Pemkot Mataram: Lebih Baik Tutup Sementara Dapur MBG Bermasalah daripada Dipaksa Beroperasi
Mataram (NTBSatu) – Pemerintah Kota (Pemkot) Mataram mendukung penutupan sementara dapur penyedia Makan Bergizi Gratis (MBG) yang bermasalah.
Asisten I Setda Kota Mataram, Lalu Martawang, mengatakan keselamatan anak adalah prioritas. Karena itu, Pemkot memperketat pengawasan keamanan pangan melalui Dinas Kesehatan (Dinkes) Kota Mataram.
Penutupan dan pembukaan kembali dapur menjadi kewenangan Koordinator Wilayah (Korwil) dan Satgas Pusat.
“Kami belum menerima laporan resmi mengenai unit mana saja yang tutup atau yang sudah buka kembali, karena itu ranahnya Korwil. Namun, peran Dinas Kesehatan kita sangat rigid untuk memastikan Sertifikat Laik Higiene Sanitasi (SLHS) serta kelayakan konsumsi dari menu yang disajikan. Ini menjadi penekanan khusus Bapak Wali Kota Mataram demi keselamatan anak-anak kita,” ujar Martawang, Selasa, 28 Juli 2026.

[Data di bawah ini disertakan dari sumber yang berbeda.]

PR #1589, opened 2022-01-20
Store intermediate variables in `PureMLStepper.__call__` as diagnostics

spencerkclark:
The transmissivity approach for predicting the downward and net shortwave radiative fluxes depends on first predicting a transmissivity that is neither a state update or a tendency.  Before this change, the predicted transmissivity would be incorrectly classified as a tendency in the prognostic run, leading to an error.  Now any intermediate variables are simply stored as potential diagnostics.

- [x] Tests added

### DIFF
--- a/workflows/prognostic_c48_run/runtime/steppers/machine_learning.py
+++ b/workflows/prognostic_c48_run/runtime/steppers/machine_learning.py
@@ -191,6 +191,8 @@ class PureMLStepper:
                 state_updates[key] = value
             elif is_tendency_variable(key):
                 tendency[key] = value
+            else:
+                diagnostics[key] = value
 
         for name in state_updates.keys():
             diagnostics[name] = state_updates[name]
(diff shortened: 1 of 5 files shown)


workflows/prognostic_c48_run/runtime/steppers/machine_learning.py
```diff
@@ -189,8 +189,10 @@ def __call__(self, time, state):
         for key, value in prediction.items():
             if is_state_update_variable(key, state):
                 state_updates[key] = value
-            else:
+            elif is_tendency_variable(key):
```
AnnaKwa, line 192: It's good to have this check for whether the tendency corresponds to. With the new `else` statement that catches everything that isn't applied as an update, there's a new way for a ML model to silently fail by inadvertently using a real update as an intermediate variable if the output names are different or if the renaming adapter is misconfigured. Could you add a logging statement to record if model predictions are put in the diagnostics? I think the tendency and state updates are logged but I think it'll be more direct to diagnose a possible issue if the diagnostic predictions are also logged.

AnnaKwa (approved):
LGTM! Thanks. I had a request for some logging if intermediate variables are predicted but not applied.

workflows/prognostic_c48_run/runtime/steppers/machine_learning.py
spencerkclark: Good idea, yeah, that could be awkward to debug otherwise.  I added logging messages within the time loop near where the other updates are logged -- let me know if those look good.

AnnaKwa: Thanks, they LGTM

Martawang menilai, penutupan sementara bukan hambatan. Langkah itu justru memberi ruang untuk evaluasi dan perbaikan. Menurutnya, dapur yang belum memenuhi standar tidak boleh beroperasi. Risiko keracunan jauh lebih besar daripada keterlambatan distribusi makanan.
“Kalau ada yang tutup, berarti ada hal yang perlu kita evaluasi dan perbaiki. Soal cakupan sasaran itu menjadi ranah Badan Gizi Nasional (BGN). Yang menjadi perhatian utama kita adalah keselamatan dan kesehatan anak-anak,” tegasnya.
Ia mengatakan, target penerima manfaat bukan satu-satunya ukuran keberhasilan MBG. Program itu juga harus menjamin makanan yang aman dan layak konsumsi.
Petugas melakukan inspeksi dan mengambil sampel makanan secara acak. Pemeriksaan meliputi kebersihan dapur, proses pengolahan, pemenuhan SLHS, serta kualitas menu. Harapannya, pengawasan itu dapat menekan risiko keracunan hingga nihil kasus.
Berdasarkan informasi yang NTBSatu terima, terdapat delapan dapur yang telah tutup sementara.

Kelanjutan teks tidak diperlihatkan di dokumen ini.